▶ **Data for this task**:
=-=-=-=-=

PR #46831, opened 2026-03-11
[exporter/elasticsearch] Detect APM intake histograms by heuristic

isaacaflores2:
#### Description
The goal of this PR it to update histogram encoding for the ECS mapping mode to preserve histogram bounds for events ingested by the r[eceiver/elasticapmintakereceiver](https://github.com/elastic/opentelemetry-collector-components/tree/main/receiver/elasticapmintakereceiver) to better match apm-data behavior.

#### Link to tracking issue
Fixes

### DIFF
--- a/exporter/elasticsearchexporter/internal/datapoints/histogram.go
+++ b/exporter/elasticsearchexporter/internal/datapoints/histogram.go
@@ -15,14 +15,16 @@ import (
 type Histogram struct {
 	pmetric.HistogramDataPoint
 	elasticsearch.MappingHintGetter
-	metric pmetric.Metric
+	metric      pmetric.Metric
+	mappingMode string
 }
 
-func NewHistogram(metric pmetric.Metric, dp pmetric.HistogramDataPoint) Histogram {
+func NewHistogram(metric pmetric.Metric, dp pmetric.HistogramDataPoint, mappingMode string) Histogram {
 	return Histogram{
 		HistogramDataPoint: dp,
 		MappingHintGetter:  elasticsearch.NewMappingHintGetter(dp.Attributes()),
 		metric:             metric,
+		mappingMode:        mappingMode,
 	}
 }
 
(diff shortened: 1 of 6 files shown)


exporter/elasticsearchexporter/internal/datapoints/histogram.go
```diff
@@ -34,17 +36,41 @@ func (dp Histogram) Value() (pcommon.Value, error) {
...
+	}
+
+	processorEvent, exists := dp.Attributes().Get("processor.event")
+	if !exists || processorEvent.Str() != "metric" {
+		return false
+	}
+
+	bucketCounts := dp.BucketCounts()
+	explicitBounds := dp.ExplicitBounds()
+	return bucketCounts.Len() > 0 && bucketCounts.Len() == explicitBounds.Len()
```
lahsivjar, line 64: I don't like this logic which relies on an structurally invalid OTel histograms. Additionally, I am not sure if this is even correct reading [this piece](https://github.com/elastic/opentelemetry-collector-components/blob/f25b589170f486b83c3c09a67cc5dc79be246420/receiver/elasticapmintakereceiver/receiver.go#L459-L461) of code in the intake receiver.

lahsivjar: Ah, I see that the heuristics depends on https://github.com/elastic/opentelemetry-collector-components/pull/1079/changes but my previous point still holds - I am not convinced that using a structurally invalid data is a good heuristic to check for.

lahsivjar: I am proposing to handle this without a strong coupling between the receiver and the exporter as well as by avoiding the invalid OTel histogram. To do this, we can introduce a new mapping hint suggesting the exporter to NOT apply any custom approximation. Here is a PR to do this: https://github.com/open-telemetry/opentelemetry-collector-contrib/pull/47150

lahsivjar:
This PR can be closed now. The objective has been achieved by https://github.com/open-telemetry/opentelemetry-collector-contrib/pull/47150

=-=-=-=-=

Using the exact wording, repeat all the entries.

▶ **Task result**:
PR #46831, opened 2026-03-11
[exporter/elasticsearch] Detect APM intake histograms by heuristic

isaacaflores2:
#### Description
The goal of this PR it to update histogram encoding for the ECS mapping mode to preserve histogram bounds for events ingested by the r[eceiver/elasticapmintakereceiver](https://github.com/elastic/opentelemetry-collector-components/tree/main/receiver/elasticapmintakereceiver) to better match apm-data behavior.

#### Link to tracking issue
Fixes

### DIFF
--- a/exporter/elasticsearchexporter/internal/datapoints/histogram.go
+++ b/exporter/elasticsearchexporter/internal/datapoints/histogram.go
@@ -15,14 +15,16 @@ import (
 type Histogram struct {
 	pmetric.HistogramDataPoint
 	elasticsearch.MappingHintGetter
-	metric pmetric.Metric
+	metric      pmetric.Metric
+	mappingMode string
 }
 
-func NewHistogram(metric pmetric.Metric, dp pmetric.HistogramDataPoint) Histogram {
+func NewHistogram(metric pmetric.Metric, dp pmetric.HistogramDataPoint, mappingMode string) Histogram {
 	return Histogram{
 		HistogramDataPoint: dp,
 		MappingHintGetter:  elasticsearch.NewMappingHintGetter(dp.Attributes()),
 		metric:             metric,
+		mappingMode:        mappingMode,
 	}
 }
 
(diff shortened: 1 of 6 files shown)


exporter/elasticsearchexporter/internal/datapoints/histogram.go
```diff
@@ -34,17 +36,41 @@ func (dp Histogram) Value() (pcommon.Value, error) {
...
+	}
+
+	processorEvent, exists := dp.Attributes().Get("processor.event")
+	if !exists || processorEvent.Str() != "metric" {
+		return false
+	}
+
+	bucketCounts := dp.BucketCounts()
+	explicitBounds := dp.ExplicitBounds()
+	return bucketCounts.Len() > 0 && bucketCounts.Len() == explicitBounds.Len()
```
lahsivjar, line 64: I don't like this logic which relies on an structurally invalid OTel histograms. Additionally, I am not sure if this is even correct reading [this piece](https://github.com/elastic/opentelemetry-collector-components/blob/f25b589170f486b83c3c09a67cc5dc79be246420/receiver/elasticapmintakereceiver/receiver.go#L459-L461) of code in the intake receiver.

lahsivjar: Ah, I see that the heuristics depends on https://github.com/elastic/opentelemetry-collector-components/pull/1079/changes but my previous point still holds - I am not convinced that using a structurally invalid data is a good heuristic to check for.

lahsivjar: I am proposing to handle this without a strong coupling between the receiver and the exporter as well as by avoiding the invalid OTel histogram. To do this, we can introduce a new mapping hint suggesting the exporter to NOT apply any custom approximation. Here is a PR to do this: https://github.com/open-telemetry/opentelemetry-collector-contrib/pull/47150

lahsivjar:
This PR can be closed now. The objective has been achieved by https://github.com/open-telemetry/opentelemetry-collector-contrib/pull/47150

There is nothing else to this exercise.